• Data for analysis

PR #549, opened 2022-03-10
vault: Initial version of LPVaultV1

axic:


contracts/vault/LPVaultV1.sol
```diff
@@ -0,0 +1,229 @@
...
+
+    uint8 internal immutable tokenDecimals;
+
+    IERC20 public immutable yieldBearingToken;
+    uint256 private immutable oneYBT;
+
+    ITempusPool public pool;
+    ITempusAMM public amm;
+    // TODO: remove dependency on stats
+    Stats public stats;
```
RedFox20, line 41: I think you can just copy paste the code from Stats here. Since we might be removing most of the Stats.sol code in the future anyway.

contracts/vault/LPVaultV1.sol
```diff
@@ -0,0 +1,229 @@
...
+    }
+
+    function decimals() public view virtual override returns (uint8) {
+        return tokenDecimals;
+    }
+
+    function previewDeposit(uint256 amount) public view returns (uint256 shares) {
+        uint256 supply = totalSupply();
+        // TODO: rounding
+        return (supply == 0) ? amount : amount.mulfV(supply, totalAssets());
```
RedFox20, line 66: This is a cool optimization. Maybe we should add a comment for the full formula so it's more clear?

contracts/vault/LPVaultV1.sol
```diff
@@ -0,0 +1,229 @@
...
+        require(isAppropriateAMM(newPool, newAMM), "AMM is not for the correct Pool");
+
+        ITempusController controller = ITempusController(pool.controller());
+
+        // Redeem all LP tokens
+        uint256 maxLpTokensToRedeem = IERC20(address(amm)).balanceOf(address(this));
+        controller.exitTempusAMM(amm, pool, maxLpTokensToRedeem, 1, 1, false);
+
+        // Withdraw from the Pool
+        uint256 principals = IERC20(address(pool.principalShare())).balanceOf(address(this));
```
RedFox20, line 123: Really wish we can upgrade pool shares to inherit from `IERC20` already...

contracts/vault/LPVaultV1.sol
axic: By the time this PR is merged, I hope we remove the dependency.

contracts/vault/LPVaultV1.sol
```diff
@@ -0,0 +1,229 @@
...
+        require(amount != 0, "No shares would be burned");
+
+        _burn(msg.sender, shares);
+
+        // TODO: exitAmmGivenAmountsOutAndEarlyRedeem + exitAmmGivenLpAndRedeem
+        assert(false);
+    }
+
+    /// @return true if the given _amm uses the shares of the given _pool
+    function isAppropriateAMM(ITempusPool _pool, ITempusAMM _amm) private view returns (bool) {
```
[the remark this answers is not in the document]
axic: > This should be named isTempusPoolAMM

Why?

> commented as @return true if given TempusAMM uses shares of the given TempusPool.

Why?

contracts/vault/LPVaultV1.sol
```diff
@@ -0,0 +1,253 @@
...
+            uint256 lpTokens
+        )
+    {
+        (principalsStaked, yieldsStaked) = amm.compositionBalanceOf(address(this));
+        lpTokens = IERC20(address(amm)).balanceOf(address(this));
+        principals = IERC20(address(pool.principalShare())).balanceOf(address(this));
+        yields = IERC20(address(pool.yieldShare())).balanceOf(address(this));
+
+        if (requiredShares > principals) {
+            principalsStaked = min(requiredShares - principals, principalsStaked);
```
axic, line 154: The `min` here and below may end up with less shares than needed, however we have the `require` statement to ensure these allocations add up correctly.

contracts/vault/LPVaultV1.sol
```diff
@@ -0,0 +1,253 @@
...
+        } else {
+            uint256 requiredShares = pool.getSharesAmountForExactTokensOut(amount, false);
+
+            (
+                uint256 principals,
+                uint256 yields,
+                uint256 principalsStaked,
+                uint256 yieldsStaked,
+                uint256 maxLpTokensToRedeem
+            ) = calculateWithdrawalShareSplit(requiredShares);
```
axic, line 115: Actually if not using the controller's helper, but directly implementing it here, this function wouldn't be needed.

contracts/vault/LPVaultV1.sol
```diff
@@ -0,0 +1,253 @@
...
+                principalsStaked,
+                yieldsStaked,
+                maxLpTokensToRedeem,
+                false
+            );
+        }
+    }
+
+    // FIXME: move to some generic helper file
+    function min(uint256 a, uint256 b) private pure returns (uint256 c) {
```
RedFox20, line 131: We have `contracts/math/` so adding a `Math.sol` there would make senses

contracts/vault/LPVaultV1.sol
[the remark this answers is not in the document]
RedFox20: For AMM's which deal with TempusPool shares, we already use terminology `TempusPoolAMM`. Makes sense?
As for the devdocs, instead of using parameter names directly using the conceptual names is immune to variable renaming

contracts/vault/LPVaultV1.sol
RedFox20: I looked at `exitAmmGivenAmountsOutAndEarlyRedeem` and it's quite involved. I don't know if it makes sense to duplicate that logic here

contracts/vault/LPVaultV1.sol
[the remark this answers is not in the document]
axic: > And implementation check could just be return `_amm.token0() == _pool.principalShare();` assuming that this will only be used for the newer pools.

It would still need to check `token0 == principal && token1 == yield`

contracts/vault/LPVaultV1.sol
```diff
@@ -0,0 +1,253 @@
...
+    function previewDeposit(uint256 amount) public view returns (uint256 shares) {
+        uint256 supply = totalSupply();
+        // TODO: rounding
+        return (supply == 0) ? amount : amount.mulfV(supply, totalAssets());
+    }
+
+    function previewWithdraw(uint256 shares) public view returns (uint256 amount) {
+        uint256 supply = totalSupply();
+        // TODO: rounding
+        return (supply == 0) ? shares : shares.mulfV(totalAssets(), supply);
```
mijovic, line 72: What if we do actual withdrawals in a similar way how it is done in Pools/AMM. So, instead of calculating like this I would preview withdraw from TempusPool which will give exact amounts instead of approximation which is purely based on totalAssets calculation...

contracts/vault/LPVaultV1.sol
RedFox20: If it looks better, then it is worth giving a try

contracts/vault/LPVaultV1.sol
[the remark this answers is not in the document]
RedFox20: Hmm, thats true, we might get an AMM with token0 = Principals and token1 = faketoken, so indeed, can't skip on checking both.

contracts/vault/LPVaultV1.sol
```diff
@@ -0,0 +1,253 @@
...
+
+        // NOTE: at this point any leftover shares will be "lost"
+        // FIXME: decide what to do with leftover lp/principal/yield shares
+        pool = newPool;
+        amm = newAMM;
+        stats = newStats;
+    }
+
+    /// @return tokenAmount the current total balance in terms of YBT held by the vault
+    function totalAssets() private view returns (uint256 tokenAmount) {
```
mijovic, line 230: The idea I proposed in a call was to calculate `pricePerShare` instead of total asset. It would represent value of one LPVault token, and we can calculate it as follows:
```
uint256 ybtBalance = pool.yieldBearingToken.balanceOf(address(this));
uint256 lpTokens = IERC20(address(amm)).balanceOf(address(this));
uint256 principals = IERC20(address(pool.principalShare())).balanceOf(address(this));
uint256 yields = IERC20(address(pool.yieldShare())).balanceOf(address(this));

uint256 supply = totalSupply();
return ybtBalance.divfV(supply, ONE) + stats.estimateExitAndRedeem(
    amm,
    pool,
    lpTokens.divfV(supply, ONE),
    principals.divfV(supply, ONE),
    yields.divfV(supply, ONE),
    /*threshold*/
    0,
    false
);
```

axic: This is not much different from the estimation of a small percentage we discussed. You still get `totalAssets()` based on `pricePerShare() * totalSupply()`.

test/LPVault.test.ts
```diff
@@ -0,0 +1,80 @@
...
+  const ONE_HOUR:number = 60*60;
+  const ONE_DAY:number = ONE_HOUR*24;
+  const ONE_MONTH:number = ONE_DAY*30;
+  const ONE_YEAR:number = ONE_MONTH*12;
+  const ONE_AMP_UPDATE_TIME:number = ONE_DAY;
+
+  let stats:Stats;
+  let lpVault:LPVault;
+  
+  async function createPools(params:CreateParams): Promise<{pool:TempusPool, amm:TempusAMM}> {
```
axic, line 38: This is a copy of `test/amm/TempusAMM.test.ts`.

test/utils/LPVault.ts
```diff
@@ -0,0 +1,30 @@
...
+    super(contractName, decimals/*default decimals*/, contract);
+  }
+
+  static async create(pool: TempusPool, amm: TempusAMM, stats: Stats, name: string, symbol: string): Promise<LPVault> {
+    const lpVault = await ContractBase.deployContract("LPVaultV1", pool.address, amm.address, stats.address, name, symbol);
+    return new LPVault("LPVaultV1", await lpVault.decimals(), lpVault);
+  }
+
+  async deposit(amount: NumberOrString, recipient: SignerOrAddress): Promise<NumberOrString> {
+    return this.contract.deposit(amount, addressOf(recipient));
```
RedFox20, line 20: All the dynamic ethersjs calls return a `BigNumber` from `uint256` return values. In order to make it suitable for unit tests, it needs to be converted to a decimal like this:
```ts
return this.fromBigNum(await this.contract.deposit(amount, addressOf(recipient)));
```

test/LPVault.test.ts
```diff
@@ -0,0 +1,81 @@
...
+  }
+
+  async function createVault(pool: TempusPool, amm: TempusAMM): Promise<void> {
+    stats = await Stats.create();
+    lpVault = await LPVault.create(pool, amm, stats, "Tempus LP Vault", "PVALT");
+  }
+
+  it("Smoke test", async () => {
+    const pool = await createPools({yieldEst:0.1, duration:ONE_MONTH, amplifyStart:5, amplifyEnd:5, ammBalancePrincipal: 10000, ammBalanceYield: 100000});
+    await createVault(pool.pool, pool.amm);
```
RedFox20, line 70: Probably it would be nicer for `createPools` to be something like `createPoolsAndVault`, since you will probably need it every time

test/utils/LPVault.ts
axic: Done.

test/LPVault.test.ts
axic: No, that's the point. Need to create new pool for migration.

RedFox20: Makes sense if that is needed. Can you rename it so it is more obvious somehow? When reading this test, I don't see anything explaining that a migration is happening

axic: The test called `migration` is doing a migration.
PR #550, opened 2022-03-11
ci: Add Echidna smart contract fuzzing/property-based testing

StefanVitor:


StefanVitor:
The main question is about this decreased coverage because I didn't see tests for Echidna contracts anywhere (on any project that uses Echidna). Should I add test and for that contracts how coverage should be above 90+% or?

StefanVitor:
> The main question is about this decreased coverage because I didn't see tests for Echidna contracts anywhere (on any project that uses Echidna). Should I add test and for that contracts how coverage should be above 90+% or?

I add Echidna files to skip for code coverage in .solcover.js file, I think that is good solution, but write your opinion about this.

mijovic:
> > The main question is about this decreased coverage because I didn't see tests for Echidna contracts anywhere (on any project that uses Echidna). Should I add test and for that contracts how coverage should be above 90+% or?
> 
> I add Echidna files to skip for code coverage in .solcover.js file, I think that is good solution, but write your opinion about this.

I think this is good, we should not cover code that is used only for testing. There is no value in that.

.circleci/config.yml
```diff
@@ -184,6 +184,33 @@ jobs:
...
+          command: |
+            sudo apt update
+            sudo apt install python3-pip
+            sudo pip3 install slither-analyzer
+            sudo pip3 install solc-select
+            sudo solc-select install 0.8.10
+            sudo solc-select use 0.8.10
+            sudo wget -O /tmp/echidna-test.tar.gz https://github.com/crytic/echidna/releases/download/v2.0.0/echidna-test-2.0.0-Ubuntu-18.04.tar.gz
+            sudo tar -xf /tmp/echidna-test.tar.gz -C /usr/bin
+            sudo chmod +x /usr/bin/echidna-test
```
mijovic, line 206: Is it running install every time we run this job?

StefanVitor: Yes, maybe to try to optimize that?

mijovic: I am not sure how we can do it, probably there is a way with docker containers or something like that? Let's maybe merge this PR without optimization and then deal with that later?

contracts/echidna/EchidnaTempusPool.sol
```diff
@@ -0,0 +1,157 @@
...
+            require(address(backingToken) == address(0), "given TempusPool's Backing Token is not ETH");
+        }
+
+        address recipient = address(uint160(recipientIndex % _ADDRESSES_LENGTH));
+        tempusPool.onDepositBacking{value: msg.value}(backingTokenAmount, recipient);
+    }
+
+    function _depositYieldBearing(uint256 yieldTokenAmount, uint256 recipientIndex) internal {
+        IERC20 yieldBearingToken = IERC20(tempusPool.yieldBearingToken());
+        yieldBearingToken.approve(address(this), yieldTokenAmount);
```
mijovic, line 120: Same here

mijovic: this is sort of contract approving itself to spend tokens, I think it is redundant

contracts/echidna/EchidnaTempusPool.sol
```diff
@@ -0,0 +1,157 @@
...
+        );
+
+        address recipient = address(uint160(recipientIndex % _ADDRESSES_LENGTH));
+        tempusPool.onDepositYieldBearing(transferredYBT, recipient);
+    }
+
+    /// @dev Check are principalShare total supply and yieldShare total supply
+    ///     equal before maturity
+    function echidnaPrincipalAndYieldEquality() public view returns (bool) {
+        if (tempusPool.matured() == false) {
```
mijovic, line 135:
```suggestion
        if (!tempusPool.matured()) {
```

contracts/echidna/EchidnaTempusPool.sol
```diff
@@ -0,0 +1,157 @@
...
+    }
+
+    /// @dev Check if pool has enough yield bearing tokens
+    function echidnaPoolHasEnoughYBT() public returns (bool) {
+        uint256 principalAmount = IERC20(address(tempusPool.principalShare())).totalSupply();
+        uint256 yieldAmount = IERC20(address(tempusPool.yieldShare())).totalSupply();
+        uint256 yieldBearingTokenAmount = IERC20(tempusPool.yieldBearingToken()).balanceOf(address(tempusPool));
+        uint256 estimateYieldBearingTokenAmount = tempusPool.estimatedRedeem(principalAmount, yieldAmount, false);
+
+        tempusPool.updateInterestRate();
```
mijovic, line 149: we need to call this first thing in the method to update rates

mijovic:
Only a few things/questions, otherwise it looks good.
Also, will need to rebase to the latest master  + squash commits

.circleci/config.yml
yuval-weiss: instead of `node`

contracts/echidna/EchidnaTempusPool.sol
```diff
@@ -0,0 +1,157 @@
...
+                earlyRedeemPercent: earlyRedeemPercent,
+                matureRedeemPercent: matureRedeemPercent
+            })
+        );
+    }
+
+    /// @dev Transfers accumulated Yield Bearing Token (YBT) fees
+    ///     from this pool contract to account with index `recipientIndex`.
+    /// @param recipientIndex Index for address which will receive the specified amount of YBT
+    function transferFees(uint256 recipientIndex) public {
```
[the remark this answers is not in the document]
StefanVitor: Yes, on this place, we could use address. But on deposit and redeem functions, it's better to use a limited number of addresses (my idea is with index and % _ADDRESSES_LENGTH) because it will be very hard to find an address that success deposit, and after that with that address to success redeem.

.circleci/config.yml
RedFox20: Should probably do as @yuval-weiss suggested, just use echidna image instead of `node/default`

contracts/echidna/EchidnaTempusPool.sol
```diff
@@ -0,0 +1,157 @@
...
+    /// @param principalAmount Amount of Tempus Principals to redeem in PrincipalShare decimal precision
+    /// @param yieldAmount Amount of Tempus Yields to redeem in YieldShare decimal precision
+    /// @param recipientIndex Index for address of user that will receive yield bearing tokens
+    function redeemToYieldBearing(
+        uint256 fromIndex,
+        uint256 principalAmount,
+        uint256 yieldAmount,
+        uint256 recipientIndex
+    ) public {
+        address from = address(uint160(fromIndex % _ADDRESSES_LENGTH));
```
RedFox20, line 73: Is this `address(uint160(fromIndex % _ADDRESSES_LENGTH))` something really specific to this test case?
Seems like it should be turned into some utility function
```ts
/// @dev This function's purpose is XXX because of YYY ...
function addressFromIndex(uint256 index) internal pure returns(address) {
    return address(uint160(index % _ADDRESSES_LENGTH));
}
```

RedFox20: Otherwise, this code needs some sort of explanation why  we're using `fromIndex` and `recipientIndex` instead of `address from` and `address recipient`. I'm not familiar with echidna's limitations, so maybe you can explain it with devdocs

contracts/echidna/EchidnaTempusPool.sol
```diff
@@ -0,0 +1,157 @@
...
+
+        tempusPool.redeemToBacking(from, principalAmount, yieldAmount, recipient);
+    }
+
+    function _depositBacking(uint256 backingTokenAmount, uint256 recipientIndex) internal {
+        IERC20 backingToken = IERC20(tempusPool.backingToken());
+        if (msg.value == 0) {
+            require(address(backingToken) != address(0), "Pool requires ETH deposits");
+
+            backingToken.approve(address(this), backingTokenAmount);
```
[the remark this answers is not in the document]
StefanVitor: No, it needs approval (got error "ERC20: transfer amount exceeds allowance" and also, Echidna doesn't reach lines after calling untrustedTransferFrom)

contracts/echidna/EchidnaTempusPool.sol
StefanVitor: Same as previous -it needs approval (got error "ERC20: transfer amount exceeds allowance" and also, Echidna doesn't reach lines after calling untrustedTransferFrom)

.circleci/config.yml
mijovic: Nice one sers, good catch

contracts/echidna/EchidnaTempusPool.sol
mijovic: Probably it is doing some weird things internally. But also, it probably makes sense, otherwise fuzzer would need to call approvals.
However, would be nice to understand what exactly happens here

contracts/echidna/EchidnaTempusPool.sol
StefanVitor: > Otherwise, this code needs some sort of explanation why we're using `fromIndex` and `recipientIndex` instead of `address from` and `address recipient`. I'm not familiar with echidna's limitations, so maybe you can explain it with devdocs

Well, Echidna could generate and work with addresses, but in my opinion, it has a problem with random address generation, so a few times I got that in 100 000 generations didn't find the correct sequence that deposits and after that could redeem. So, my idea was to have a limited number of addresses that work with deposit and redeem, and in that way, it could be better tested. And the easiest way to do that is on this way - get a random number, a mod that number with address size that we want, and that number cast to address (so, if _ADDRESSES_LENGTH = 10 then addresses will be from 0x000000...000 to 0x000000...009). I will add function addressFromIndex and explain that function in a way that I write here, so I think that could be enough.

contracts/echidna/EchidnaTempusPool.sol
StefanVitor: The problem was that `untrustedTransferFrom` always require allowance (even on self), so I changed from `untrustedTransferFrom` to `untrustedTransfer` and removed `approve` (I think that I had some problems in TempusPool functions without this approval, but as I saw now, everything works correct, so I'll remove this approve and change to `untrustedTransfer`).

contracts/echidna/EchidnaTempusPool.sol
```diff
@@ -0,0 +1,157 @@
...
+        uint256 yieldBearingTokenAmount = IERC20(tempusPool.yieldBearingToken()).balanceOf(address(tempusPool));
+        uint256 estimateYieldBearingTokenAmount = tempusPool.estimatedRedeem(principalAmount, yieldAmount, false);
+
+        tempusPool.updateInterestRate();
+
+        if (yieldBearingTokenAmount < estimateYieldBearingTokenAmount) {
+            return false;
+        }
+
+        return true;
```
RedFox20, line 155:
```suggestion
        return estimateYieldBearingTokenAmount >= yieldBearingTokenAmount ;
```

contracts/echidna/EchidnaTempusPool.sol
```diff
@@ -0,0 +1,157 @@
...
+
+    uint256 private constant _ADDRESSES_LENGTH = 10;
+
+    uint256 internal constant MATURITY_TIME = 4 weeks;
+    uint256 internal constant EST_YIELD = 0.1 ether;
+    uint256 internal constant DEPOSIT_PERCENT = 0.5 ether;
+    uint256 internal constant EARLY_REDEEM_PERCENT = 1 ether;
+    uint256 internal constant MATURE_REDEEM_PERCENT = 0.5 ether;
+
+    TempusPool internal tempusPool;
```
yuval-weiss, line 18: Can we inherit from the actual `XXXTempusPool` contracts instead of holding a reference?

yuval-weiss:
Are we gonna add `TempusController` too?

.solcover.js
```diff
@@ -2,7 +2,10 @@ module.exports = {
   skipFiles: [
     'mocks/lido/StETH.sol', // 1:1 with Lido, already tested by upstream
     'mocks/aave/WadRayMath.sol', // 1:1 with Aave, already tested by upstream
-    'amm/TempusAMMFactory.sol' // Balancer implementation
+    'amm/TempusAMMFactory.sol', // Balancer implementation
+    'echidna/EchidnaLidoTempusPool.sol', // Echidna contract
+    'echidna/EchidnaTempusPool.sol', // Echidna contract
+    'echidna/EchidnaYearnTempusPool.sol' // Echidna contract
```
yuval-weiss, line 8: Are we gonna add `TempusController` too?

mijovic: we need good properties to check with echidna, but the plan is to increase the amount of code we cover with fuzzing.
We should add it as separate PRs imo

contracts/echidna/EchidnaTempusPool.sol
mijovic: Sounds good to me

contracts/echidna/EchidnaTempusPool.sol
StefanVitor: This should be change to `return yieldBearingTokenAmount >= estimateYieldBearingTokenAmount;`, not to `return estimateYieldBearingTokenAmount >= yieldBearingTokenAmount;`?

contracts/echidna/EchidnaTempusPool.sol
StefanVitor: In this case, no, the reason is because the constructor that is called by Echidna must be empty, and there is no way to create and pass `lidoMock` address for LidoTempusPool or `asset` and `yearnVaultMock` address to YearnTempusPool (so, I must create that references directly in the constructor and after that to pass to TempusPool constructor).

.solcover.js
StefanVitor: Yes, as @mijovic wrote, we are not using TempusController for now, so that's the reason because it's not added here. But in the future, when we cover more properties, we will add TempusController.

contracts/echidna/EchidnaTempusPool.sol
yuval-weiss: Hmmm... What if we do inherit from the actual TempusPools (for example, `EchidnaYearnTempusPool is YearnTempusPool`), and then hardcode the constructor arguments in for `YearnTempusPool` in `EchidnaYearnTempusPool`. We can precalculate the addresses for `asset`/`lidoMock` or whatever if we deploy these using `create2`... Would that work?

.circleci/config.yml
StefanVitor: Could someone help me with this, I was trying different ways to use the echidna docker image and run the echidna-test, but in every way, there is some problem (I was trying and local and here)? @RedFox20 @yuval-weiss

contracts/echidna/EchidnaTempusPool.sol
StefanVitor: I'm not sure I understand where we could precalculate the addresses for `asset/lidoMock`. Could you provide a code example for that (maybe in that way I'll better understand)?

StefanVitor: For now, as we talked, I didn't find an appropriate solution, because if we inherit YearnTempusPool in one contract and LidoTempusPool in another contract, we will have a problem using EchidnaTempusPool because, in most functions of that abstract contract, it needs to have reference to tempusPool (and with this changes, we will not have `tempusPool` state variable). Also, with that inherits, it appears some new problems. Every solution that I try is more complicated and worse than this. Maybe we could try to refactor this in the future, but I think this should stay for now.

mijovic (approved):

• Problem requirements
When the word "Same" appears in a line of the listing, copy that line.

• Problem solution
mijovic, line 120: Same here
StefanVitor: Same as previous -it needs approval (got error "ERC20: transfer amount exceeds allowance" and also, Echidna doesn't reach lines after calling untrustedTransferFrom)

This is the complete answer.